We had nine months to move our data center and we basically were all hands on deck, everybody on the server engineering team, storage, and networking teams as well. And we had executive support and sponsorship. It was very easy for us to go to the business market virtualization to the business and start down that path where we were socializing the idea. A lot of people, of course, were dragging their feet a little bit. We all know that story.
But once they realized that we could move their application, bring it back up, and then move it between data centers almost seamlessly, it was an instant win for us. We went from that 20 percent to 30 percent virtualization. We had about 75 percent when we were in the middle of our DR project, and today we’re actually at around 93 percent.
I think it surprises people that we have a “virtualize first” strategy today. Now it’s assumed that your system will be virtual and then all the benefits, the flexibility, the portability, the optimization, and the efficiencies that come with it.
But like most companies, we had to start with some of our lower tier or lower service-level agreement (SLA) systems, our development systems, and start working with the business on getting them to understand some of the benefits that they could gain by working with virtual systems.
Again, people are always surprised. Will you have SQL virtualized? Do you have SAP virtualized? And the answer is yes, today we do, and the performance is there, the optimization is there, and that flexibility is there.
If you’re just starting out today, my advice would be to go ahead and start small. Give the business what they want, do it right, and give it the resources it needs to have. Don’t under-promise, over-deliver, and let the business start seeing the efficiencies that they can realize, and some of those hidden efficiencies as well.
We can support DR testing. We can support almost instant data refreshes, cloning, and snapping, so their upgrades are more seamless, and they have an easier back-out plan.
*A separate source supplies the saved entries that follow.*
PR #301, opened 2017-09-22
Do not create /.git folder when the project is configured

lassoan:
A .git folder kept popping up on in the root folder of my and many of my coworkers' computers.
It was really annoying, because it confused git clients to think that all folder is under revision control
and we had to delete the folder manually. After that the .git folder appeared again, and again...
It remained a mystery for several years ... until now.

We've finally found the culprit: it was a copy-paste error in sitkCheckSourceTree.cmake.
This commit fixes the issue.


blowekamp:
Great! Thank you

blowekamp:
Merged topic into master branch:
92db92245ae762cdb6e9bfb44a41dedc254af9cb
and release branch:
cabfb21dd189aea822c688e863a38fdc40a9f1fe

PR #306, opened 2017-10-02
Adding instructions on error reporting.

zivy:
Added detailed instructions on how to report an issue.

Change-Id: I152bbfffd31e1e10b6830b5662dce730a2c190c6


blowekamp:
Looking over that top level readme, it is in desperate need or re-organization, and an update.

This looks pretty good, thanks for tackling this.

But for this particular section you are missing specification for the binary. Did the user compile it themselves? Or download and install it from some place? Also, we could include a little encouragement for the community to participate in the bug reporting process.

zivy:
Addressed all of the comments in the updated pull request.

PR #313, opened 2017-10-14
Remove setup scripts for Gerrit/Git itk.org server

addisonElliott:
From my experience, there is usually no setup scripts required to
configure your Git environment when using Github to host your project.
However, when Gerrit and an external git repository is used not hosted
on Github's servers, then there are necessary steps to get up and
running.

This is usually automated in the form of scripts. I removed these
scripts since they were preventing me from submitting new changes due to
the git hooks.

When I go to run:
`git commit`

I get the following:
Your work tree has not been configured for SimpleITK development.
```
Paste the following commands into a shell:

 ./Utilities/SetupForDevelopment.sh

See https://www.itk.org/Wiki/ITK/Git/Develop for more details.
```

When running the SetupForDevelopment.sh script, I got the following message:
`We advise setting git://itk.org/SimpleITK.git as your origin.`


blowekamp:
These scripts should stick around the setup some useful local hooks. The itk.org is the official upstream, Github is just a mirror of it. Additionally there are some hooks to help manage data too. 

These script could use updating, removing gerrit, providing a standard remote name for the user’s github repo and this one. 

Must of this we had followed ITK on. But now we are ahead of the with github usage, so we are waiting for them to establish conventions for the ITK community for us to follow.

addisonElliott:
Most of the projects I've worked on that have been hosted on Github, do not have any Git hooks. As an example, here are the guidelines for contributing via OpenCV: [here](https://github.com/opencv/opencv/wiki/How_to_contribute)

I did a basic look through the scripts and I just didn't see any relevance for them:
* **GitTips.sh** - Doesn't **do** anything but it provides some tips to the user such as how to enable color coding when running git commands. (I think this is on by default because I have it). I think this is fairly obvious to most people and if not, the information can be found all over the web.
* **SetupGerrit.sh** - This can be removed since SimpleITK can use Github instead of Gerrit now, right?
* **SetupGitAliases.sh** - Contains aliases that I personally don't think I would use. And if I wanted too, couldn't I add this via commandline at a different time?
* **SetupTopicStage.sh** - Creates public/private key for communicating via itk.org from what I understand. In Github, I had to setup an SSH key once when I first installed it but not afterwards. So, if this isn't your first time contributing via Github, it won't be necessary.
* **SetupUser.sh** - Configures user name and email. This only needs to be done once and then it should be saved globally. I think when you install Git it has you set it up upon installation if I remember correctly.
* **SetupHooks.sh** - I think the Python JSON validation and KWstyle hooks may be necessary. I overlooked this at first... not sure it's necessary to pull/fetch these from itk.org if they are just stored locally.
* **SetupForDevelopment.sh** - Runs all of the above files. Didn't see anything else necessary in it.
* **git-gerrit-push** - Looking through this, nothing seems to be essential. 
* **pre-commit** - Code for checking *.txx file extension being deprecated = useful, refuse addition of submodules, style hooks, validate json = useful
* **prepare-commit** - Looks useful
* **.hooks-config.bash** - Necessary if we want to keep some of the hooks.

Let me try revising this and keeping some of the stuff I think is useful.

addisonElliott:
@blowekamp Can you take a look at this?

I got it down to what I think are necessary or helpful to the user. Below is basically a list of all of the fundamental things that the hooks do. I'm going to **bold** the ones that I **don't** think are necessary. Let me know what you think.

* **I removed the hook chain script because there is no chain anymore. All of the hook script is contained in the Utilities/Hooks folder until ITK gets a repository updated for Github and removes their Gerrit code. In the future, do you think it will be beneficial to keep synced with ITK's hooks? The hooks are not complicated enough to matter imo**
* **Check for \*.txx extension and say it's deprecated**
* **Restrict addition of submodules**
* **Check valid username and email (must have full name with space and email must have @)**
* Disallow non-ASCII filenames
* **Require newline at end of file**
* Check filemodes to make sure that executable files have +x
* **Check max size (2MB), throw error if exceeded**
* **Add BUG,COMP,DOC,ENH prefix to commit message. I don't think this is necessary since you can submit a pull request to Github when you are ready to have code reviewed and doesn't github have labels?**
* In first line of commit message, must be > 8 chars and < 78
* Second line of commit message must be blank

blowekamp:
A lot of these hooks a processes come from the work that Kitware has done, and the processes established with ITK or CMake. Much of the prior documentation from the software processes was just we are following projects like ITK or CMake for the software processes. For you to get up to speed on all the processes and history of them, there would be a bit of digging through the wiki documentation required. Also some that was reference from SimpleITK appears to have moved/changed.

Here is one page that about how the "topic stage" is used to manage topic in the next branch:
https://public.kitware.com/Wiki/Git/Workflow/Stage

The branches managed in the topic stage, and merging them into the next and then the master branches is managed by the core developers, and not integrated into the Github workflow well.

blowekamp:
To move this forward a good place to start is to just remove the Gerrit stuff.

The other issue to address is Github vs itk.org for the upstream. I have created an issue #316, to describe the problem and discuss the best solution to document and setup a contributors repos.

PR #314, opened 2017-10-14
Include make.bat for building Sphinx docs on Windows

addisonElliott:
Include make.bat file to allow for building documentation via Sphinx on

From an engineering and development perspective, we’re giving them technologies that they could only dream of four or five years ago. And it’s really benefited the business in that we’re auto-provisioning. We’re provisioning in minutes versus days. We’re granting resources when needed.
It’s a more dynamic process for the business, and we’re really seeing that people are saying, “You’re not just a cost center anymore. You’re enabling us, you’re helping us to do what we need to do and basically doing it on-demand.” So our team has really started shining these last few years, especially because of our high virtualization percentage.